For this exercise, return the line containing "This PR fixes" and every line after it through the end of the records below, without alteration.

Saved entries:
__________________________________________________
PR #5764, opened 2015-07-22
NodeEngine: removed dependency on MemberImpl

pveentjer:
MemberImpl is an implementation detail and should not be exposed as API.
This PR fixes that by returning a Member interface, not MemberImpl.

This PR breaks compatibility!

### DIFF
--- a/hazelcast/src/main/java/com/hazelcast/core/Member.java
+++ b/hazelcast/src/main/java/com/hazelcast/core/Member.java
__________________________________________________
Task output:
This PR fixes that by returning a Member interface, not MemberImpl.

This PR breaks compatibility!

### DIFF
--- a/hazelcast/src/main/java/com/hazelcast/core/Member.java
+++ b/hazelcast/src/main/java/com/hazelcast/core/Member.java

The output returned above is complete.